Quando, em dias turvos como aquele, a noite veio, não houve descanso, tamanho o peso da sombra.

Restou escrever: “Bemvinda foi partindo de mansinho / e mansamente foi chegando ao céu. / Não bateu. A porta, estava aberta. / Não pediu para entrar: Deus recebeu!”

Maria, a Mãe, no seu jeito próprio de ser, deu o sentido pleno de sua chegada e a razão de seu nome. Bemvinda. “Bem-vinda, filha, vem! Há muito te esperava.”

Sempre me ocupei de explicar a mim mesmo o nome de minha mãe. Já escrevi sobre isso. Gostava do jeito que encontrava para contar a astúcia do pai ao dar nome às pessoas, aos animais, aos textos que publicava, às coisas. O intuito, ao que parece, além da artimanha revelada, era popularizar o que parecia estranho aos ouvidos. Espécie de meme, como se diz agora. A seu tempo e a seu modo, também viralizava. Assim foi com o próprio nome da filha, com suas colunas em jornal, com sua presença nos ambientes em que se apresentava brincando com as palavras.

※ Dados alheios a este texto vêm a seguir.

Issue #523, opened 2019-11-08
Single widget pages


WilliamTales:
https://github.com/rapidpro/ureport/blob/a2392637a8d2f02f2165251819166682570528db/templates/v2/public/index.haml#L258

When a country uses only one widget its **div** isn't being displayed because it's missing **open** parameter.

Pois bem, no seu jeito professoral de contar histórias, minha mãe sempre começava pelo nome dado ao cachorrinho pinscher, presente do pai, batizado Já-te-disse!

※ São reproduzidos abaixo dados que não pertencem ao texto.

PR #526, opened 2019-11-19
Add limit poll states config for superusers

johncordeiro:
We've faced a very specific use case in Serbia, where some states need to appear on the map, but they couldn't appear in the poll results (for political reasons). This PR keeps the limit states config to remove states in the engagement map but creates a new config for limiting states in poll results.

### DIFF
--- a/ureport/settings_common.py
+++ b/ureport/settings_common.py
@@ -392,6 +392,11 @@ ORG_CONFIG_FIELDS = [
         superuser_only=True,
     ),
     dict(
+        name="limit_poll_states",
+        field=dict(help_text=_("The states to show on maps only, used to filter poll results"), required=False),
+        superuser_only=True,
+    ),
+    dict(
         name="google_tracking_id",
         field=dict(
             help_text=_("The Google Analytics Tracking ID for this organization"),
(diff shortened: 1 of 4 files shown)


ureport/settings_common.py
```diff
@@ -391,6 +391,11 @@
         field=dict(help_text=_("The states to show on maps only"), required=False),
         superuser_only=True,
     ),
+    dict(
```
norkans7: I think we can reuse the existing "limit_states" config and make sure we filter them properly everywhere is needed

johncordeiro: Yes, but the use case here is very specific. Let's think that some countries have conflict areas on the map, and when joining the website they see the Country map. The office wants to show the complete map, even though some areas that do not collect data for U-Report, for political reasons.

However, when you go to poll results in these areas, they do not have any data collected, but they are in results by location, and also they appear already checked in the location list.

That's why I've decided to create a new config, to show some areas in the map (as they are part of the country), but to not show any poll results for them. Initially, I thought exactly like you, but it didn't fill the use case.

norkans7: @johncordeiro, I think a location not having data is fine and does not need to be hidden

Um tormento, dizia ela, caminhar pelas ruas com o animalzinho, diminuto no corpo e ardido na fala. As crianças perguntavam pelo nome e acabavam por brigar porque desejavam tão somente saber o nome e se irritavam sempre que respondia: Já-te-disse!

Quando nos reunia para contar histórias de sua infância, entre risos e mágoas, chegava a seu nome com iguais argumentos. Sorte a minha ser mulher. Podem imaginar homem carregando este nome?

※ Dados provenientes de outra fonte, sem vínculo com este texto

PR #527, opened 2019-11-19
Eenable locale for Serbian Latin Serbia language

matmsa27:
Hi everyone, I open this PR to have available the Serbian Latin Language (`sr_RS@latin`) on the UReport. This locale on transifex has 100% translated.

### DIFF
--- a/ureport/settings_common.py
+++ b/ureport/settings_common.py
@@ -82,7 +82,6 @@ LANGUAGES = (
     ("it", "Italian"),
     ("ro", "Romanian"),
     ("vi", "Vietnamese"),
-    ("sr-latn", "Latin Serbian"),
     ("sr-rs@latin", "Serbian (Latin, Serbia)"),
 )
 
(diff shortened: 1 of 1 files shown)


ureport/settings_common.py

Assossegou-se – revelava - quando, crescida, conheceu melhor a razão. Dona Benvinda Fontes, amiga de meu avô, jornalista prestigiado e de renome por todo o estado, fez homenagem à amiga com ampliando ainda mais o sentido no rebuliço ortográfico feito no cartório.

Com as explicações de dona Benvinda, entendeu, então, a razão do M antes do V, que tanto trabalho dava, e ainda dá, na preparação de documentos e diplomas.

Numa das cartas que lhe deixou, o pai explica: a linguagem nunca é realista porque entre signo e referente há uma significação essencial. Ao escolher o nome, procurou ter nele tudo o que o signo quer dizer; acepção, apreço, reconhecimento.

Avançado em anos, meu avô, sábio, vivaz, dera o nome não só por desejar fosse bem-vinda à vida e ao mundo, mas para revelar acolhimento, amor e, por conhecer seu entorno, o desejo de que o mundo não a maltratasse jamais. Ledo engano.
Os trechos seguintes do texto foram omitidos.